If the road layout allows it, when the SHTF happens you could cause the road traffic to re-route along a different road that will not have them passing your property. Notice I said re-route. You do not want to disable vehicular traffic as then you will have your problem on foot and they will probably want to stop in to ask for help. Check out the possibility of dropping a few trees in the roadway at an intersection that will cause traffic to flow in a desired alternate direction. Remember, leave the trees down but anchored to their base. Do not cut all the way through. If sufficient trees exist, drop one first from one side and then one from the other side, again and again with the tops of the trees facing the flow of traffic to be re-directed. This type of field expedient engineering is called an abatis.


----------



## MI.oldguy

What Tango said,blackberries.we had some on our fence when we lived in WA.state.NOBODY ever came over fences in our neighborhood.when the usual idiot was being chased by Leo's,they would try to jump over the fences!.then they would send in the dogs!.those fools came out looking like hash.plus, they were good pie material,the berries that is.


----------



## Dalarast

Now I want blackberry cobbler.......


----------



## Maine-Marine

is it a main road, a county road, a back road??? how many cars per hour....

is there a place to cut a tree down that would reroute cars...


----------



## Kahlan

Maine-Marine said:


> is it a main road, a county road, a back road??? how many cars per hour....
> 
> is there a place to cut a tree down that would reroute cars...


Good questions! I guess it would be considered a country road but still a fair amount of traffic from the locals. I've never actually counted the cars but I'd guess half a dozen an hour maybe if I had to guess. I need to research further about the trees. None that are near my house are close enough to the road that they would block it at all. But perhaps a little further down the road there may be some. I really need to start being more observant and paying attention to things like that!


----------



## Prepadoodle

I would suggest you extend your thinking. If possible, get with those around you and plan for coordinated concentric rings of mutual protection. The idea here is to stop mauraders before they get to your property. This wouldn't be all that easy to do, but worth looking into. The local church, gun shop, range, or any clubs might be good places to meet like-minded people.

Gotta have at least one big dog... you just gotta!

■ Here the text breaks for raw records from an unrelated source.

PR #314, opened 2019-12-15
`Vec<Attr>` and `Vec<Style>` in view macros

David-OConnor:
Could probably expand this to support events, and maps (or filters? Don't remember why we don't have that for child elements) of them.

Example:
```rust
let mut styles = vec![style!{St::Cursor => "pointer"}];
if a {
    styles.push(style!{St::Color => "black"});
}

div![ styles, "text"]
```

Reasoning: Adds more flexibility to the view syntax.

### DIFF
--- a/CHANGELOG.md
+++ b/CHANGELOG.md
@@ -1,5 +1,7 @@
 # Changelog
 
+[unreleased]
+
 ## v0.5.0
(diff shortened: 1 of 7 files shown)


David-OConnor:
Closing in favor of new one post latest refactor

Issue #128, opened 2019-06-06
Implement UpdateEl for iterators


theduke:
I noticed that `UpdateEl` is not implemented on iterators.

Would be great to add an implementation.
That saves me a annoying collect.

```rust
div![
  // Want: 
  items.iter().map(render_item)
  // Required now:
  items.iter().map(render_item).collect::<Vec<_>>()
]
```

David-OConnor:
Agree.

David-OConnor:
I'm not sure if it's possible to differentiate the type of an `Iterator`. Getting conflicting requirements issues, where the compiler can't tell if we should add `El`s, `Listener`s, or text, due to all of them being iterators.

MartinKavik:
The only way how I can compile:
```rust
fn render_item(number: &i32) -> El<Msg> {
    div![ format!("{}", number) ]
}
fn view(_: &Model) -> El<Msg> {
    let items = vec![1,2,3];
    div![
      items.iter().map(render_item)
    ]
}
```
Is to implement `UpdateEl` for `Map`:
```rust
impl<Ms, T, U> UpdateEl<El<Ms>> for std::iter::Map<T, U>
    where
        T: Iterator,
        U: FnMut(T::Item)->El<Ms>
{
    fn update(self, el: &mut El<Ms>) {
        el.children.append(&mut self.collect());
    }
}
```
But I don't know how to make it more generic, so it's not very useful in the current form.

MartinKavik:
I've exhausted all my ideas.
@theduke Do you have an advice how to implement it? Otherwise I recommend to close it.

David-OConnor:
Let's leave open for now. I don't have a fix now, and suspect their may not be one... But this would be a syntax improvent. Maybe some macro magic we haven't thought of?

MartinKavik:
You motivated me to do some more investigation.

The most generic implementation for iterators I can come up with:
```rust
impl<Ms, I, U, F> UpdateEl<El<Ms>> for std::iter::Map<I, F>
    where
        I: Iterator,
        U: UpdateEl<El<Ms>>,
        F: FnMut(I::Item)->U
{
    fn update(self, el: &mut El<Ms>) {
        self.for_each(|item|item.update(el));
    }
}
```
It let us to use `iter().map(f)` when `f` maps to something that implements `UpdateEl<El<Ms>>`.
So it should cover the most used case when you want to iterate over a list of something from model and render its items.
(I tested it only with some examples so there can be some problems.)

---

[...]

PR #315, opened 2019-12-15
Added support for Vec<Attr> and Vec<Style> in view macros

David-OConnor:
Could probably expand this to support events, and maps (or filters? Don't remember why we don't have that for child elements) of them.

Example:
```rust
let mut styles = vec![style!{St::Cursor => "pointer"}];
if a {
    styles.push(style!{St::Color => "black"});
}

div![ styles, "text"]
```

Reasoning: Adds more flexibility to the view syntax.


MartinKavik:
When do you need it? (i.e. when the current API isn't enough?).

David-OConnor:
If you want to conditionally build the style. There are other ways to currently do this (`.merge()`, `add` and adding multiple `Style`s to the macro), but this may be more natural in some cases, and is consistent with the composable view syntax.

MartinKavik:
I'd rather have one way to build styles (and everything else) and don't extend public API, but if you think some people want it, I agree.
Please add / modify an example to demonstrate it in action - so users know how to use it and we know that it works. 
Add add `.` at the end of the new line in changelog, please 😃

David-OConnor:
Having only one way to do things, in regards to passing collections vs individual items in the view macros, is inconsistent with the way the view syntax is set up For example, there are already 3 ways to combine styles, and you can add children via `.add_child()`, passing a child, passing a vec of children, or passing a map of children. This is deliberate, and one of the things I think is nicer in Seed than other (eg html-like, or pure-fn) view syntaxes.

MartinKavik:
Ok, add those examples pls and let's merge it :)

David-OConnor:
https://github.com/seed-rs/seed-rs.org/pull/13/files

David-OConnor:
Added a re-export of `Style`, `Attrs`, and `Listener`; after the recent refactor, they were buried pretty deep. Can now be imported as `seed::Attrs` etc, for example, in type signatures.

src/lib.rs
```diff
@@ -14,13 +14,14 @@ pub use crate::{
...
-    browser::service::fetch::{Method, Request},
+    browser::service::fetch::{Method, Request, ResponseDataResult, ResponseResult},
     browser::service::routing::push_route,
     browser::url::Url,
     browser::util::{
         self, body, canvas, canvas_context_2d, cookies, document, error, history, html_document,
         log, update, window,
     },
+    virtual_dom::{attrs::Attrs, listener::Listener, style::Style},
 };
```
MartinKavik: 1. `virtual_dom::{Attrs, Listener, Style},` should be enough thanks to reimports.
2. If we need `Attrs` and `Style` I think it should be also added in the `prelude`.
3. How we'll decide what should be in `pub use crate` and what in `prelude`?

src/virtual_dom/update_el.rs
```diff
@@ -111,3 +143,58 @@ where
...
+//impl<Ms, I, U, F> UpdateEl<El<Ms>> for std::iter::Map<I, F>
+//where
+//    I: Iterator,
+//    U: UpdateEl<&Style>,
+//    F: FnMut(I::Item) -> U,
+//{
+//    fn update(self, el: &mut El<Ms>) {
+//        self.for_each(|item| item.update(el));
+//    }
+//}
```
MartinKavik: ?

src/lib.rs
David-OConnor: What do you think about these specific things, on prelude vice crate? It's a balance between making things easy to get to, and not adding too many things to the global namespace. I think these are probably not common enough to be in the prelude; ie the main use I've found for them is in fn signatures.

src/virtual_dom/update_el.rs
David-OConnor: A failed attempt to make `update` work on `Filter`, like we have with `Map`, ie so you don't have to add `collect()`. I think it'd be nice to have, but can't get it working.

src/lib.rs
MartinKavik: Well, with the common import `use seed::{prelude::*, *}` we can maybe remove `pub use crate::{`.
And I haven't used `Attrs` and `Style` at all in `kavik.cz` or `RealWorld ex`, only `Listener` in `window_events`.
I think we can wait once there are more Seed apps, then search through their code and change `prelude` / `pub crate` accordingly as the part of a bigger `lib.rs` refactor. It will be a breaking change but easily fixable one.

src/virtual_dom/update_el.rs
MartinKavik: https://github.com/seed-rs/seed/issues/128#issuecomment-570337605

PR #321, opened 2019-12-20
Cleaned up Clippy checks

David-OConnor:
The `must_use` lint seems a little... aggressive. Disabled it for the main repo. CI is still failing for examples. I don't want to add either this tag, or the allow to examples; maybe we can use normal `clippy` instead of `clippy::pedantic` in the examples.


David-OConnor:
CI now passes. I think the blanket allow may be the best approach here; `pedantic` lints are designed to be aggressive, and may not always be appropriate.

I'm a big fan of limiting avenues of approach by planting stuff people can't or don't want to crawl through. Hedges, roses, or anything picky would work. You could also plant stuff that blocks lines of sight. If they can't see you, you are less of a target.

You might also consider what I call, "nudging." People tend to take the easiest path. You could, for example, simply make a sign that says, "Food, Water, Shelter, 3 miles" with an arrow pointing down the road. Rather than fight you for your stuff, most people would head on down the road towards the promise of free stuff. Yeah, those taking this "easy" route won't be happy when they get 3 miles down the road and find nothing, but they won't blame you and they probably won't trek back 3 miles just to bitch to you about it. Keep them moving towards what they perceive as greener pastures and you eliminate the need to confront them.


----------



## hawgrider

Kahlan said:


> I live on 3 acres just outside of a small town with a population of less than 6k, almost 33k in the county though. My house sits in the front of my acres right on the road. My 3 acres are all pasture. Not a _single_ tree or anything to help block me from view. My garden, chickens, shed with my preps etc are all quite visible from the road.
> 
> This to me is going to make my house an ideal target for those migrating from the city when shtf. Not only do I have to worry about the people bugging out but I am surrounded on all sides by in-laws who I have a feeling will make their way to my doorstep to take advantage of my preps.
> 
> I am working on a strict budget so I can't just go out and build a fence etc. I am hoping to receive some advice on what I can do that won't require a lot of money and that I am physically able to do myself. Anything that is done I will have to do myself with no help so going out and chopping down trees or something to haul back to make a fence out of just isn't going to be a realistic option. I am sure I will be told to move and someday I hope to but right now I'm going to have to stick it out here.
> 
> Thanks!


Easy. Austrian pines. They grow fast!


----------



## Kahlan

Prepadoodle said:


> I would suggest you extend your thinking. If possible, get with those around you and plan for coordinated concentric rings of mutual protection. The idea here is to stop mauraders before they get to your property. This wouldn't be all that easy to do, but worth looking into. The local church, gun shop, range, or any clubs might be good places to meet like-minded people.
> 
> Gotta have at least one big dog... you just gotta!
> 
> I'm a big fan of limiting avenues of approach by planting stuff people can't or don't want to crawl through. Hedges, roses, or anything picky would work. You could also plant stuff that blocks lines of sight. If they can't see you, you are less of a target.
> 
> You might also consider what I call, "nudging." People tend to take the easiest path. You could, for example, simply make a sign that says, "Food, Water, Shelter, 3 miles" with an arrow pointing down the road. Rather than fight you for your stuff, most people would head on down the road towards the promise of free stuff. Yeah, those taking this "easy" route won't be happy when they get 3 miles down the road and find nothing, but they won't blame you and they probably won't trek back 3 miles just to bitch to you about it. Keep them moving towards what they perceive as greener pastures and you eliminate the need to confront them.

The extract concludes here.